Calif. AG defends state’s DNA collection of felony arrestees as vital law enforcement tool

By Paul Elias, AP
Tuesday, July 13, 2010

Calif AG defends DNA samples from felony arrestees

SAN FRANCISCO — A swab of saliva was at the center of a legal battle Tuesday over DNA collection of felony suspects and privacy rights.

A three-judge panel of the 9th Circuit U.S. Court of Appeals was considering a bid by the American Civil Liberties Union to suspend the DNA collection of anyone in California facing felony charges while the ACLU’s federal lawsuit is pending.

A lower court judge earlier rejected the ACLU’s request in a legal challenge to California’s Proposition 69, which was passed in 2004 and enacted on Jan. 1, 2009.

The ACLU alleges that the DNA collection is an unconstitutional search and seizure since some of the suspects who submit DNA samples through a swab of their cheek will later be exonerated.

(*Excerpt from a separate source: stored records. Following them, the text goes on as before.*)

PR #5936, opened 2023-05-31
Fix VUID for CommandBuffers and DescriptorSets

spencer-lunarg:
Currently we have `kVUIDUndefined` where we should be using the proper VUID

Also `vk::FreeCommandBuffers(m_device->device(), m_commandPool->handle(), 2, nullptr);` was crashing because we were not actually calling into `manual_PreCallValidateFreeCommandBuffers`


jeremyg-lunarg (approved):
LGTM

PR #5937, opened 2023-05-31
layers: Add missing vkImportSemaphore{Type} VUIDs

artem-lunarg:
Adds VUIDs (fd and FUCHSIA handles) that it's illegal to import into the semaphore that is in use.


jeremyg-lunarg (approved):
LGTM

spencer-lunarg (approved):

Attorney General Jerry Brown, whose job is to defend the law, argued before the hearing that the DNA collection is akin to fingerprinting anyone who is arrested. He also said the collection is a powerful law enforcement tool.

“So far, DNA collected from arrestees has led to the identification of suspects in more than 970 rapes, murders and other very serious crimes,” said Brown, the Democratic nominee for governor in California.

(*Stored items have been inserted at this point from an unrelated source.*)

PR #5941, opened 2023-05-31
layers: Fix debug label validation

### LINKED ISSUE #5671: Validation for VUID-vkCmdEndDebugUtilsLabelEXT-commandBuffer-01912 is not correct according to the Vulkan spec.
**Environment:**
 - OS: Windows 10
 - GPU: RTX 3070ti
 - SDK or header version if building from repo: Vulkan SDK 1.3.243.0

**Describe the Issue**
VVL error introduced in this [PR](https://github.com/KhronosGroup/Vulkan-ValidationLayers/pull/5277/files#diff-4311fff80ea2686e702e6fb7fc1a33f8963ca268ea3212fe9ccae3a2434e60d9R590) is not correct according to the Vulkan spec. The spec says ([source](https://registry.khronos.org/vulkan/specs/1.3-extensions/man/html/vkCmdEndDebugUtilsLabelEXT.html)): 

> An application may open a debug label region in one command buffer and close it in another, or otherwise split debug label regions across multiple command buffers or multiple queue submissions. When viewed from the linear series of submissions to a single queue, the calls to [vkCmdBeginDebugUtilsLabelEXT](https://registry.khronos.org/vulkan/specs/1.3-extensions/man/html/vkCmdBeginDebugUtilsLabelEXT.html) and [vkCmdEndDebugUtilsLabelEXT](https://registry.khronos.org/vulkan/specs/1.3-extensions/man/html/vkCmdEndDebugUtilsLabelEXT.html) must be matched and balanced.

This validation check implemented [here](https://github.com/KhronosGroup/Vulkan-ValidationLayers/pull/5277/files#diff-8c4c0adae5e8a48e96ed1ad2569f5c065155cfca223e50cac4c13af0c7e0b5f2R1687) checks for matching debug labels *per command buffer* while it should check *per queue*. There's an exception for secondary command buffers ([source](https://registry.khronos.org/vulkan/specs/1.3-extensions/man/html/vkCmdEndDebugUtilsLabelEXT.html)):

> VUID-vkCmdEndDebugUtilsLabelEXT-commandBuffer-01913
If commandBuffer is a secondary command buffer, there must be an outstanding vkCmdBeginDebugUtilsLabelEXT command recorded to commandBuffer that has not previously been ended by a call to vkCmdEndDebugUtilsLabelEXT

In that case checking for matching debug labels makes sense _per secondary command buffer_.

**Steps to reproduce**
1. Download and install Unity 2022.2.4f1 or above (e.g. https://unity.com/releases/editor/whats-new/2022.2.15)
2. Install VVL that has this [PR](https://github.com/KhronosGroup/Vulkan-ValidationLayers/pull/5277/files#diff-4311fff80ea2686e702e6fb7fc1a33f8963ca268ea3212fe9ccae3a2434e60d9R590) landed
3. Launch Unity with any project
4. Switch Graphics API to Vulkan (https://docs.unity3d.com/Manual/GraphicsAPIs.html)
5. Launch Unity again with `--force-vulkan-layers` argument from CLI.
6. Observe `VUID-vkCmdEndDebugUtilsLabelEXT-commandBuffer-01912` get logged in the Unity console.

**Expected behavior**
VUID-vkCmdEndDebugUtilsLabelEXT-commandBuffer-01912 gets validated per queue
VUID-vkCmdEndDebugUtilsLabelEXT-commandBuffer-01913 gets validated per secondary command buffer

**Valid Usage ID**
VUID-vkCmdEndDebugUtilsLabelEXT-commandBuffer-01912

juan-lunarg:
This VUID cannot be validated in vkCmdEndDebugUtilsLabelEXT

So I'm adding it to the unimplementable_validation.h file.

My plan is to help fix/clear up the specification.

Meanwhile fixing up this false positive and adding positive
testing to prevent a regression.

closes https://github.com/KhronosGroup/Vulkan-ValidationLayers/issues/5671

### DIFF
--- a/layers/core_checks/cc_cmd_buffer.cpp
+++ b/layers/core_checks/cc_cmd_buffer.cpp
@@ -1743,10 +1743,13 @@ bool CoreChecks::PreCallValidateCmdEndDebugUtilsLabelEXT(VkCommandBuffer command
     auto cb_state = GetRead<CMD_BUFFER_STATE>(commandBuffer);
     assert(cb_state);
     bool skip = false;
+
+    if (cb_state->IsPrimary()) {
+        return skip;
+    }
+
     if (cb_state->LabelStackDepth() < 1) {
-        const auto vuid = cb_state->IsPrimary() ? "VUID-vkCmdEndDebugUtilsLabelEXT-commandBuffer-01912"
-                                                : "VUID-vkCmdEndDebugUtilsLabelEXT-commandBuffer-01913";
-        skip |= LogError(commandBuffer, vuid,
+        skip |= LogError(commandBuffer, "VUID-vkCmdEndDebugUtilsLabelEXT-commandBuffer-01913",
                          "vkCmdEndDebugUtilsLabelEXT() called without a corresponding vkCmdBeginDebugUtilsLabelEXT first");
     }
     return skip;
--- a/tests/positive/command.cpp
+++ b/tests/positive/command.cpp
@@ -938,3 +938,89 @@ TEST_F(PositiveCommand, FillBufferCmdPoolTransferQueue) {
     cb.FillBuffer(buffer.handle(), 0, 12, 0x11111111);
     cb.end();
 }
+
+TEST_F(PositiveCommand, DebugLabelPrimaryCommandBuffer) {
+    TEST_DESCRIPTION("Create a debug label on a primary command buffer");
+
+    AddRequiredExtensions(VK_EXT_DEBUG_UTILS_EXTENSION_NAME);
+    ASSERT_NO_FATAL_FAILURE(InitFramework());
+    if (!AreRequiredExtensionsEnabled()) {
+        GTEST_SKIP() << RequiredExtensionsNotSupported() << " not supported";
+    }
+    ASSERT_NO_FATAL_FAILURE(InitState());
+    m_commandBuffer->begin();
+
+    auto label = LvlInitStruct<VkDebugUtilsLabelEXT>();
+    label.pLabelName = "test";
+    vk::CmdBeginDebugUtilsLabelEXT(*m_commandBuffer, &label);
+    vk::CmdEndDebugUtilsLabelEXT(*m_commandBuffer);
+
+    m_commandBuffer->end();
+
+    const std::array command_buffers = {m_commandBuffer->handle()};
+
+    auto submit_info = LvlInitStruct<VkSubmitInfo>();
+    submit_info.commandBufferCount = size32(command_buffers);
+    submit_info.pCommandBuffers = command_buffers.data();
+
+    vk::QueueSubmit(m_device->m_queue, 1, &submit_info, VK_NULL_HANDLE);
+    vk::QueueWaitIdle(m_device->m_queue);
+}
+
+TEST_F(PositiveCommand, DebugLabelPrimaryCommandBuffers) {
+    TEST_DESCRIPTION("Begin a debug label on 1 command buffer, then end it on another command buffer");
+
+    AddRequiredExtensions(VK_EXT_DEBUG_UTILS_EXTENSION_NAME);
+    ASSERT_NO_FATAL_FAILURE(InitFramework());
+    if (!AreRequiredExtensionsEnabled()) {
+        GTEST_SKIP() << RequiredExtensionsNotSupported() << " not supported";
+    }
+    ASSERT_NO_FATAL_FAILURE(InitState());
+
+    VkCommandBufferObj command_buffer_start(m_device, m_commandPool);
+    VkCommandBufferObj command_buffer_end(m_device, m_commandPool);
+
+    // Start DebugLabel on 1 command buffer
+    {
+        auto label = LvlInitStruct<VkDebugUtilsLabelEXT>();
+        label.pLabelName = "test";
+        command_buffer_start.begin();
+        vk::CmdBeginDebugUtilsLabelEXT(command_buffer_start.handle(), &label);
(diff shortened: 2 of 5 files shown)


tests/positive/command.cpp
```diff
@@ -938,3 +938,85 @@ TEST_F(PositiveCommand, FillBufferCmdPoolTransferQueue) {
...
+
+    auto submit_info = LvlInitStruct<VkSubmitInfo>();
+    submit_info.commandBufferCount = size32(command_buffers);
+    submit_info.pCommandBuffers = command_buffers.data();
+
+    vk::QueueSubmit(m_device->m_queue, 1, &submit_info, VK_NULL_HANDLE);
+    vk::QueueWaitIdle(m_device->m_queue);
+}
+
+TEST_F(PositiveCommand, DebugLabelPrimaryCommandBuffers) {
```
juan-lunarg, line 968: This test highlights reproduces the issue described in https://github.com/KhronosGroup/Vulkan-ValidationLayers/issues/5671

spencer-lunarg:
> The main issue is if Queue refers to the logical vulkan queue the work is being submitted on. Or the actual hardware queue.

This is 100% the `VkQueue` object. The hardware implementation of how it maps the `VkQueue` is outside the scope of any Vulkan Tool

layers/core_checks/cc_queue.cpp
```diff
@@ -212,28 +214,41 @@ bool CoreChecks::PreCallValidateQueueSubmit(VkQueue queue, uint32_t submitCount,
...
+                                 "vkQueueSubmit(): command buffer %s is protected while queue %s pSubmits[%u] has %s",
+                                 report_data->FormatHandle(cb_state->commandBuffer()).c_str(),
+                                 report_data->FormatHandle(queue).c_str(), submit_idx,
+                                 protected_submit_info ? "VkProtectedSubmitInfo:protectedSubmit set to VK_FALSE"
+                                                       : "no VkProtectedSubmitInfo in the pNext chain");
             }
         }
     }
 
+    // What about QueueSubmit2
```
spencer-lunarg, line 246: also `vkQueueBindSparse` (https://registry.khronos.org/vulkan/specs/1.3-extensions/html/vkspec.html#devsandqueues-submission)

layers/core_checks/cc_cmd_buffer.cpp
```diff
@@ -346,13 +346,25 @@ bool CoreChecks::PreCallValidateEndCommandBuffer(VkCommandBuffer commandBuffer)
...
+    if (is_primary || !(cb_state.beginInfo.flags & VK_COMMAND_BUFFER_USAGE_RENDER_PASS_CONTINUE_BIT)) {
         // This needs spec clarification to update valid usage, see comments in PR:
         // https://github.com/KhronosGroup/Vulkan-ValidationLayers/issues/165
         skip |= InsideRenderPass(cb_state, "vkEndCommandBuffer()", "VUID-vkEndCommandBuffer-commandBuffer-00060");
     }
 
+    if (!is_primary) {
+        const int32_t label_stack = cb_state.LabelStack();
+
+        if (label_stack != 0) {
```
jimblandy, line 361: The problem with checking the depth only at the end is that it permits command buffers that end a range first, and then begin a new range. The checks really do need to happen at every end.

For the primary command buffer, the validator needs to track the *signed* minimum and maximum depth reached over the course of the command buffer. Then, validation at submission time needs to check that such a range of motion starting at the queue's current depth is acceptable.

jimblandy: Hmm, I guess if we're tracking signed minimum and maximum depth, then you could indeed check for 01913 when the secondary command buffer is ended: just see if the minimum is negative.

juan-lunarg:
> This is 100% the `VkQueue` object. The hardware implementation of how it maps the `VkQueue` is outside the scope of any Vulkan Tool

My main concern was this 1 line here from the description. 

> `An application may open a debug label region in one command buffer and close it in another, or otherwise split debug label regions across multiple command buffers or multiple queue submissions.`

Which makes it sounds like you can open a debug label region on 1 queue. Submit. Then end the debug label, then submit.

And when talking to @MarkY-LunarG (The author of this extension) they said

> I was working with the AMD people who were using this, and we really can't validate it.  I thought we added a note that we might not be able to validate it because of all this.

MarkY-LunarG:
> This is 100% the VkQueue object. The hardware implementation of how it maps the VkQueue is outside the scope of any Vulkan Tool

This logic goes back because we were asked to support this across multiple QueueSubmits.  Because of this, we really can only validate this on the GPU using something akin to GPU AV where we have a check for every `BeginLabel` and increment a counter and then check every `EndLabel` on the GPU to make sure the value is > 0 before we decrement and throw the error then if the value is <= 0.  It might just be something we can't test properly at this point.  [NOTE: There are other valid usage statements that also fall into this bin].

layers/core_checks/cc_cmd_buffer.cpp
juan-lunarg: I've reverted the error checking for `VUID-vkCmdEndDebugUtilsLabelEXT-commandBuffer-01913` so this should be addressed now.

tests/positive/command.cpp
```diff
@@ -938,3 +938,89 @@ TEST_F(PositiveCommand, FillBufferCmdPoolTransferQueue) {
...
```
juan-lunarg, line 970: This positive test will at the very least prevent a regression on what users expect from the validation layer.

spencer-lunarg (approved):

The samples are stored in the state’s DNA database, which has grown to 1.5 million samples.

During the hearing, Judge Mylan Smith Jr. appeared to side with Brown, saying: “I frankly think taking your fingerprints is more intrusive.”

The two other judges on the panel were more guarded in their position. Judge Willy Fletcher wondered whether the government had the ability to destroy samples of felony suspects who are later exonerated.

Deputy Attorney General Daniel Powell said the state’s population was too vast to automatically delete those samples from the database, but that the exonerated could write a letter to the state Department of Justice asking for its removal.

Powell said that collecting the DNA is not an intrusive way of identifying criminal suspects and that keeping the samples was constitutional, even if the arrestee was later cleared of charges.

“We keep fingerprints, and we keep arrest records long after a suspect has been acquitted,” Powell said.

ACLU attorney Michael Risher told the appeals panel that investigators have expanded the use of DNA so far that privacy rights are being violated. He argued that a cheek swab differs from fingerprints because it requires probing the body.

Further, he said that DNA and fingerprints differ greatly in what they tell investigators about each suspect.

“Our fingerprints tell us nothing about ourselves,” Risher said. “DNA tells us everything.”

Risher urged the court to issue to bar police from collecting the samples until the lawsuit is resolved.